== PROMPT ==
Below are records. Find each line in them that holds the word "turning" and copy it.

↓↓↓

PR #4053, opened 2026-09-18
fix(hud): validate watch intervals

alw51307:
## Summary

- reject malformed or out-of-range `omc hud --interval` values through Commander's option parser, before the HUD action or watch loop runs
- accept only trimmed decimal integers from `1` through `2147483647` milliseconds, matching Node's representable timer-delay range
- keep the default interval as the number `1000`
- cover the parser boundaries and the real Commander wiring

## Why

The previous `parseInt` path silently truncated inputs such as `1.5` and `100ms`, while `0`, negative values, and `NaN` reached Node timers as an effective 1 ms delay. Checking only `Number.isSafeInteger` was also insufficient: `2147483648` is a safe integer, but Node emits `TimeoutOverflowWarning` and normalizes that delay to 1 ms.

The bounded parser prevents malformed input and timer overflow from turning a mistyped interval into aggressive polling.

## Behavior

- accepted: integer milliseconds in the inclusive range `1..2147483647`; surrounding whitespace remains accepted
- rejected: zero, negatives, fractions, unit suffixes, non-numeric values, unsafe integers, and values above `2147483647`
- `1` ms remains valid because the repository has no existing policy or documentation establishing a larger minimum
- an explicitly invalid `--interval` is rejected even without `--watch`; an explicit malformed CLI option is treated as a usage error

## Validation

- reproduced the original `parseInt` and actual watch-loop behavior on clean `dev`
- confirmed in Node `v24.17.0` that `2147483647` is preserved and `2147483648` is normalized to 1 ms
- `npx vitest run src/cli/__tests__/hud-watch.test.ts` — 17 passed
- `npx eslint src/cli/hud-watch.ts src/cli/index.ts src/cli/__tests__/hud-watch.test.ts`
- `npx tsc --noEmit`
- `npm run build`
- built CLI smoke tests for help, zero, fractional, unit-suffixed, non-numeric, overflow, safe-but-overflow, and invalid-without-watch cases
- `git diff origin/dev --check`
- restored all generated `dist/` and `bridge/` changes after the build


Yeachan-Heo:
Intake done, CI unblocked: this is a first-time-contributor PR, so all four workflow runs on head `cad8cf30d81c` sat in `action_required`. I approved them (CI / PR Check / Upgrade Test) and the full rollup is now executing — nothing was wrong with your branch.

Review of the change itself, at head `cad8cf30d81c` (base `dev` `6720bd8dd`):

- The defect is real: `--interval` went through `parseInt`, so `1.5` truncated to `1` and `100ms` to `100`, while `abc` reached the loop as `NaN` and `0`/`-1` passed through — all of which `setTimeout` treats as an immediate delay, turning a typo into a tight polling loop.
- Moving validation into a Commander parser (`parseHudWatchInterval` as the `--interval` coercion, default `1000` as a number) is the right layer: the error surfaces as `InvalidArgumentError` before the watch loop starts, and `options.interval` is already a number at the call site.
- `/^\d+$/` + `Number.isSafeInteger` + `>= 1` covers empty string, sign, fraction, unit suffix, non-numeric and over-`MAX_SAFE_INTEGER` inputs; the table-driven test enumerates exactly those, plus the whitespace-trimmed accept case. Behavior assertions, not tautologies.

Holding for the rollup on this head; merging to `dev` once it is green.

—

Yeachan-Heo:
Fix-forward push: head `cad8cf30d81c` → **`135645e70d34`**.

`Test` was failing on `tests/lint/inventory-graph-drift.test.ts` (2 assertions: `verify` + provenance). `inventory/inventory-graph.json` still described the pre-change source, so the drift gate flagged the mismatch — any change to inventoried source has to carry a regenerated baseline in the same PR.

Applied: `node scripts/generate-inventory-graph.mjs --write` on your branch. New baseline: `public=92 internal=1377 generated=5041`, edges `7562`, `inventory=59161ce9158e453e`, `manifest=39c581fec6bbddfb`, provenance head `cad8cf30d81c`. Local `src/cli/__tests__/hud-watch.test.ts` + `inventory-graph-drift`: 28 passed.

Also reviewed your follow-up commit `cad8cf30d` (`bound watch interval to timer limit`): clamping at `MAX_HUD_WATCH_INTERVAL_MS = 2_147_483_647` is the right upper bound — past int32 Node timers wrap to a 1 ms delay, which is the same tight-loop failure mode as `0`, so rejecting it up front keeps the guarantee complete rather than partial. The error message naming the accepted range is a nice touch.

CI re-verification on the new head is running; merging to `dev` once green.

—

Yeachan-Heo (approved):
APPROVE — latest head `135645e70d34f804697016c5aa8773daf51d79aa`, base `dev` (`6720bd8dd`), rollup **CLEAN**.

- The remaining `Test` failure on this head was `src/team/__tests__/worker-launch-ack.test.ts > upgrades a live timer terminal to reaped evidence after the supervisor exits` — 1 failed of 14457, a timer/supervisor-race flake with no relation to the HUD CLI surface. `rerun-failed-jobs` on the same head came back green, confirming flake rather than regression.
- Change verified as reviewed above: Commander-level `--interval` coercion rejecting non-positive, fractional, unit-suffixed, non-numeric, unsafe, and over-int32 values before the watch loop starts, with table-driven regression coverage; plus the regenerated inventory baseline from the fix-forward commit.

Merging to `dev`. Good catch and a clean, well-tested fix — thanks, and welcome as a first-time contributor.

—

PR #125, opened 2019-10-18
Added kap_weighted for #2

jonthegeek:
I'll likely add more tests as I dive in, but I got the sklearn comparison set up.


jonthegeek:
This should work to finalize the first bullet for #2.

jonthegeek:
Hmm. The templated example fails because it's an (unordered) factor. Seeing if I can figure out how to fix that...

DavisVaughan:
You can use non templated examples for this one if its easier because of the orderedness

R/class-kap_weighted.R
```diff
@@ -0,0 +1,133 @@
...
+}
+
+kap_weighted_binary <- function(data, weight) {
+
+  n <- sum(data)
+  n_class <- dim(data)[[1]]
+  .row_sums <- rowSums(data)
+  .col_sums <- colSums(data)
+
+  weight_power <- switch(
```
DavisVaughan: I think you might be getting the `weight_power` twice? on line 112 and 123?

jonthegeek: Oops, yes! I solidified it with the switch but missed the spot where I'd originally simply defined it! Thanks for the catch. Updating in a sec...

jonthegeek:
@DavisVaughan I *finally* worked through all the Travis failures. Take a look and let me know what you think!

man-roxygen/examples-class-ordered.R
```diff
@@ -0,0 +1,43 @@
...
+#'
+#' # Groups are respected
+#' hpc_cv %>%
+#'   group_by(Resample) %>%
+#'   <%=metric_fn %>(obs, pred)
+#'
+#' # Weighted macro averaging
+#' hpc_cv %>%
+#'   group_by(Resample) %>%
+#'   <%=metric_fn %>(obs, pred, estimator = "macro_weighted")
```
DavisVaughan: If it extends naturally to multiclass, does this do anything?

tests/pycompare/generate-pycompare.R
```diff
@@ -48,3 +48,32 @@ py_kap <- list(
...
+truth <- as.integer(truth)
+estimate <- as.integer(estimate)
+
+py_kap_weighted_linear <- list(
+  binary = skmetrics$cohen_kappa_score(two_class_example$truth, two_class_example$predicted, weights = "linear"),
+  multiclass = skmetrics$cohen_kappa_score(truth, estimate, weights = "linear")
+)
+saveRDS(py_kap_weighted_linear,
+        "tests/pycompare/py-kap-weighted-linear",
+        version = 2)
```
DavisVaughan: Does the version matter?

jonthegeek: It mattered for Travis. The old-version-of-R check failed when I didn't include the version. It doesn't matter to *me*, per se, but I wanted to clear the red.

man-roxygen/examples-class-ordered.R
jonthegeek: I just copied from examples-class, just changing it to be ordered. I tried not to change too much for fear that it might blow up. Note that kap.Rd (which also extends naturally to multiclass) has the same extraneous "Weighted macro averaging" block.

↑↑↑

== EXERCISE RESPONSE ==
The bounded parser prevents malformed input and timer overflow from turning a mistyped interval into aggressive polling.
- The defect is real: `--interval` went through `parseInt`, so `1.5` truncated to `1` and `100ms` to `100`, while `abc` reached the loop as `NaN` and `0`/`-1` passed through — all of which `setTimeout` treats as an immediate delay, turning a typo into a tight polling loop.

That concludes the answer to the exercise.